WHAT TO DO
Below are the entries; tally the lines holding the string "leaving" and give only that figure.

Collected data entries
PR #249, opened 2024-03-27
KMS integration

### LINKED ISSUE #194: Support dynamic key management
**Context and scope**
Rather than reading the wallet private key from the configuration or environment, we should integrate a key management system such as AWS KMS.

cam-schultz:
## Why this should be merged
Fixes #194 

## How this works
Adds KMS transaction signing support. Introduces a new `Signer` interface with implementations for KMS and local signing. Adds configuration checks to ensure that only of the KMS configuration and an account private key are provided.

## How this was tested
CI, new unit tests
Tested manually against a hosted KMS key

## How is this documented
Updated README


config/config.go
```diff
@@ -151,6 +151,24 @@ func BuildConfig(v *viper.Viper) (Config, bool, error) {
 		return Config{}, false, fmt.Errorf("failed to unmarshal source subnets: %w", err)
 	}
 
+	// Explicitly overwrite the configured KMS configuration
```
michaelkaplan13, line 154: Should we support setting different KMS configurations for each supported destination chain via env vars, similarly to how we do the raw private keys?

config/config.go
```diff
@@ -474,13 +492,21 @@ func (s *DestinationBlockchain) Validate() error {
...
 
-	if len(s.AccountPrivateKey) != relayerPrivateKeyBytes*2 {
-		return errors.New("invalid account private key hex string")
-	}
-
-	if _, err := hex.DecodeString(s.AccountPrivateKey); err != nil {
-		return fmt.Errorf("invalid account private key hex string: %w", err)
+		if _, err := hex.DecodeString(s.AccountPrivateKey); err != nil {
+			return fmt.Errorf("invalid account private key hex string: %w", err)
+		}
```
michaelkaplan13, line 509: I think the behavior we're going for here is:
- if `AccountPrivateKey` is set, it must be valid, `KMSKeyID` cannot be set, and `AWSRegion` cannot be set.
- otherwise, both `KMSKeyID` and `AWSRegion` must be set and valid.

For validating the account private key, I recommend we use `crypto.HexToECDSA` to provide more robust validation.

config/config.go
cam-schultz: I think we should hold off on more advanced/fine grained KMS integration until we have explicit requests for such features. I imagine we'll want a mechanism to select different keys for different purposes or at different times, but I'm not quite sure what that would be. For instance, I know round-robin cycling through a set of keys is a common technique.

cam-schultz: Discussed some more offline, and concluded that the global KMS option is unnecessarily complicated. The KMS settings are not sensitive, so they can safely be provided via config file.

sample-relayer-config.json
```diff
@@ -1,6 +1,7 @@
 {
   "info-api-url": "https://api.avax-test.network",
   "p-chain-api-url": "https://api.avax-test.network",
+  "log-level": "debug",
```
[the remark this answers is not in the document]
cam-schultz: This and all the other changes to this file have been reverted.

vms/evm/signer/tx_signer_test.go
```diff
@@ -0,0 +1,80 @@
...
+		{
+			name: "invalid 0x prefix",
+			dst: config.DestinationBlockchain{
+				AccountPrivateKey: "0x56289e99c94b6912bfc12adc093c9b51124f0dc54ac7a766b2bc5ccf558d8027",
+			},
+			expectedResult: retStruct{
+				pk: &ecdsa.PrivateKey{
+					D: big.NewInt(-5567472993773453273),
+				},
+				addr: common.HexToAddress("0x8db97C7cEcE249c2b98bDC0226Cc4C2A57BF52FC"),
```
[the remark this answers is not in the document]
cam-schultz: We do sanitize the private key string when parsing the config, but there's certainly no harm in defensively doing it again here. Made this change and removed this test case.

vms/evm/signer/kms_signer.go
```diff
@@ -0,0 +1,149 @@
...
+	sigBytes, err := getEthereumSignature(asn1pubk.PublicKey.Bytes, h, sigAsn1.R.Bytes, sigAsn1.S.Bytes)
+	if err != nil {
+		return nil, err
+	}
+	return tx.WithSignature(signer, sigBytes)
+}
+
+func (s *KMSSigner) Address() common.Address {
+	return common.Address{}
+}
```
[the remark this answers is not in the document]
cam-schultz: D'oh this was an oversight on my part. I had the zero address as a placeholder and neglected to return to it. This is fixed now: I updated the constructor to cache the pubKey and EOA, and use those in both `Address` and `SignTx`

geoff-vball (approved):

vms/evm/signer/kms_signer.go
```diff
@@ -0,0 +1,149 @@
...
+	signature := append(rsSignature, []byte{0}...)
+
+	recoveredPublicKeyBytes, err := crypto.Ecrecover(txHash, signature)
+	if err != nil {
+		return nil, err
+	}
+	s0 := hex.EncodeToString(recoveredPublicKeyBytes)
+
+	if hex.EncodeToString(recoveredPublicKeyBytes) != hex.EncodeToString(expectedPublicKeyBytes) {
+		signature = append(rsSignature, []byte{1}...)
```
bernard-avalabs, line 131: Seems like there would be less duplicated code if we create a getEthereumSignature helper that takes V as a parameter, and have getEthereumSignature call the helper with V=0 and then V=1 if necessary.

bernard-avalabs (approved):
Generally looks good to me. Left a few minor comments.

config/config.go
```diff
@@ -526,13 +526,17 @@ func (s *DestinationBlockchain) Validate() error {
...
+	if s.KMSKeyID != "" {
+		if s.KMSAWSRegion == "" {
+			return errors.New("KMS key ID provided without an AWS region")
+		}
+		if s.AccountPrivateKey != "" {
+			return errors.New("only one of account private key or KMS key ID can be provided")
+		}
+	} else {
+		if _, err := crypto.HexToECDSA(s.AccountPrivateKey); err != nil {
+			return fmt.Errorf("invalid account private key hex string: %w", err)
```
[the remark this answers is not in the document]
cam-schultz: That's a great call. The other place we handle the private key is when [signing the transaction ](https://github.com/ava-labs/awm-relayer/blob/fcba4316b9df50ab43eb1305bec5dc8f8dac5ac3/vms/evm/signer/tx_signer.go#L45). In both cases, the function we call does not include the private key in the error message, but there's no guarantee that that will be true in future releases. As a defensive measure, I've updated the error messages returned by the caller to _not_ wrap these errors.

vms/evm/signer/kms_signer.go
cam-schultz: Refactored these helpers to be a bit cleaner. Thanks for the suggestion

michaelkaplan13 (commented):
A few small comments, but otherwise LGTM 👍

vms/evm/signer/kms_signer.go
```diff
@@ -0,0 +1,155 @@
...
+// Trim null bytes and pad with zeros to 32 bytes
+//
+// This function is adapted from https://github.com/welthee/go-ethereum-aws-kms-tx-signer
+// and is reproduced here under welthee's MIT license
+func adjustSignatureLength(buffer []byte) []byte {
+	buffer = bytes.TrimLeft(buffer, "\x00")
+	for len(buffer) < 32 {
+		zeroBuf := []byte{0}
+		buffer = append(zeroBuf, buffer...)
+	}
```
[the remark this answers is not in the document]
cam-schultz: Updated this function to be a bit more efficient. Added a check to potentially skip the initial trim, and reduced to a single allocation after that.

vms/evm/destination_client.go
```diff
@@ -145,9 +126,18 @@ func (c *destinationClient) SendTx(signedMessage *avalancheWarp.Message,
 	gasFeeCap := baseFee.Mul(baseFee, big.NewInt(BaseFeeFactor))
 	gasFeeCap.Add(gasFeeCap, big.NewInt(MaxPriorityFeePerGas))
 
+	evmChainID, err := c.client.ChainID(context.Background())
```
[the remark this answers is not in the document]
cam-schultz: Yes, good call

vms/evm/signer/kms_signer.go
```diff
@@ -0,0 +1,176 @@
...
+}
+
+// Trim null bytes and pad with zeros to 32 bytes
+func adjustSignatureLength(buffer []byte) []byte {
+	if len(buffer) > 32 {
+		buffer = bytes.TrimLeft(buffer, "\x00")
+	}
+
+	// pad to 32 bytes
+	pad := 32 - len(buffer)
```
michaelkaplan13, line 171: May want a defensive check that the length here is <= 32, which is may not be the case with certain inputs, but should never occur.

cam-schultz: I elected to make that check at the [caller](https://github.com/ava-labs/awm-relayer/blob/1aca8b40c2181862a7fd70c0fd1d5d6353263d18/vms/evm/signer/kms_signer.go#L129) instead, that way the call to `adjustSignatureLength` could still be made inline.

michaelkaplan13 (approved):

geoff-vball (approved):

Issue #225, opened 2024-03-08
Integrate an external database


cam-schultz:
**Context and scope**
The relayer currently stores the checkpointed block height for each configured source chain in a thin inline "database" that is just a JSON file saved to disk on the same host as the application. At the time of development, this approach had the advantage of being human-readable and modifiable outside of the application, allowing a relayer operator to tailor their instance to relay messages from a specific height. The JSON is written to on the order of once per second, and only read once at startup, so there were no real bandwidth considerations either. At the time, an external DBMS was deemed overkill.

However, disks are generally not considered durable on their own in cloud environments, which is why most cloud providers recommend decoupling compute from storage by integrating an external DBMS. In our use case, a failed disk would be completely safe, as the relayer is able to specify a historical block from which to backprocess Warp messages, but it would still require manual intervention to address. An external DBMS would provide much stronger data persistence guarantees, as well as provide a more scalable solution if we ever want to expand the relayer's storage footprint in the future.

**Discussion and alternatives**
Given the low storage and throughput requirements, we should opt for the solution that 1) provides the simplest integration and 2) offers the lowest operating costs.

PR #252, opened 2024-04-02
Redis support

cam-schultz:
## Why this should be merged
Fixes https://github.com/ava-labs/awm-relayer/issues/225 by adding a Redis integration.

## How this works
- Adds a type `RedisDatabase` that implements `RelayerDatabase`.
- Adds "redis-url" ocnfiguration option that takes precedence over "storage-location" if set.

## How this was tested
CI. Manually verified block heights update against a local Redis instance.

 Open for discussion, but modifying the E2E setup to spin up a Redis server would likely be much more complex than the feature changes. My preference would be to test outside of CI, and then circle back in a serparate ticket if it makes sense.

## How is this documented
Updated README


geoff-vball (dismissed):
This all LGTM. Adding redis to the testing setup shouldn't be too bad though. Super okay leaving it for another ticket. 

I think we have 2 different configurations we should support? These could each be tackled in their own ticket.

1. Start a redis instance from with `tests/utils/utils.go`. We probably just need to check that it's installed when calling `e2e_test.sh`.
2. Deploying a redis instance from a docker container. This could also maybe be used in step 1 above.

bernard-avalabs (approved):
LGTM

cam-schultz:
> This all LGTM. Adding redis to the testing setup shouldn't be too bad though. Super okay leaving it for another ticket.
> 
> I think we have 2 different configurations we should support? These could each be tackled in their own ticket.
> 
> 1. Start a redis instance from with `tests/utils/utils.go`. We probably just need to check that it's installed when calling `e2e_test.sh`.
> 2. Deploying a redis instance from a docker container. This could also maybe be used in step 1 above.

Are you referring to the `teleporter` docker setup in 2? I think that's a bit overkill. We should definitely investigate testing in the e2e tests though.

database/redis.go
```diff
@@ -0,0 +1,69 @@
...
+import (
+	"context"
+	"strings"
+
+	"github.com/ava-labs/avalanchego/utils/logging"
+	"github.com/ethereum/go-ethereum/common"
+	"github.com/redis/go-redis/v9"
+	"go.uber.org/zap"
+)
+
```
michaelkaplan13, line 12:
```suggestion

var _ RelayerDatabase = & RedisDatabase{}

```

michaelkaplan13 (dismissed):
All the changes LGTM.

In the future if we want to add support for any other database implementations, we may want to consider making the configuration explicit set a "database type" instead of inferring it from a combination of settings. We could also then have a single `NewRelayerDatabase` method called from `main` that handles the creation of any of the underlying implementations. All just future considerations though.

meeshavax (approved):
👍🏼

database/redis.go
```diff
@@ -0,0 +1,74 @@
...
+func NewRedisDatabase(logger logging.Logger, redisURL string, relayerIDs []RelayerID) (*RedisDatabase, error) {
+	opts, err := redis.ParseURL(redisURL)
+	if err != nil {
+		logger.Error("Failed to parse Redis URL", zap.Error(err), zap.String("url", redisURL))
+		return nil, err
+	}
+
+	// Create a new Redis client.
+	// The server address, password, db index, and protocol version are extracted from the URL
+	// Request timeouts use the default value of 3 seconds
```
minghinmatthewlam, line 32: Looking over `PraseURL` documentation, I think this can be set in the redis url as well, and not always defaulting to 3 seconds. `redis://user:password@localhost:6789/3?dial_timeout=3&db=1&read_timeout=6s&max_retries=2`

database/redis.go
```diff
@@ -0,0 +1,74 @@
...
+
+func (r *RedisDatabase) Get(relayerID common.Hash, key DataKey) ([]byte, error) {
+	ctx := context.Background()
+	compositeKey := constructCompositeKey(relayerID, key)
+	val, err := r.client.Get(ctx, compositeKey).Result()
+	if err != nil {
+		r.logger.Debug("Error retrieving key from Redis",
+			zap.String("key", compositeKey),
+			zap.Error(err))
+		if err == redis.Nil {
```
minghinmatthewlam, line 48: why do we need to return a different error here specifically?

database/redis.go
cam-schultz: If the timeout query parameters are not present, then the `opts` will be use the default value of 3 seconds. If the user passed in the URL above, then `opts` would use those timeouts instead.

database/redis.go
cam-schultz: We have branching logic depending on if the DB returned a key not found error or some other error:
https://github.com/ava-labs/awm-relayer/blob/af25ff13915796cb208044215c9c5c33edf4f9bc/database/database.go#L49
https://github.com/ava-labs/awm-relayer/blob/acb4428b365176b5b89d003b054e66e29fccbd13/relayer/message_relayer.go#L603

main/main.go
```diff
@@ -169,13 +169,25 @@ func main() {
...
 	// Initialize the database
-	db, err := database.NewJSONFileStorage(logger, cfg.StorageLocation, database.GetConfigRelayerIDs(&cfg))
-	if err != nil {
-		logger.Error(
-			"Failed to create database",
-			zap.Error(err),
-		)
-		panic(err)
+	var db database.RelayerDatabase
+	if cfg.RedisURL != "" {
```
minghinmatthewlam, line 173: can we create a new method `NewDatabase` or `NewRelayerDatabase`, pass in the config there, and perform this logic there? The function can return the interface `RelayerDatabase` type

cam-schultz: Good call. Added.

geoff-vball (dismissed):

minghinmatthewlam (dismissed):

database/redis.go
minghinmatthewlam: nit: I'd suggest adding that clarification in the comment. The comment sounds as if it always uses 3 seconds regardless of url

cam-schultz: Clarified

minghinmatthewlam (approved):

OUTPUT FOR THIS EXERCISE
2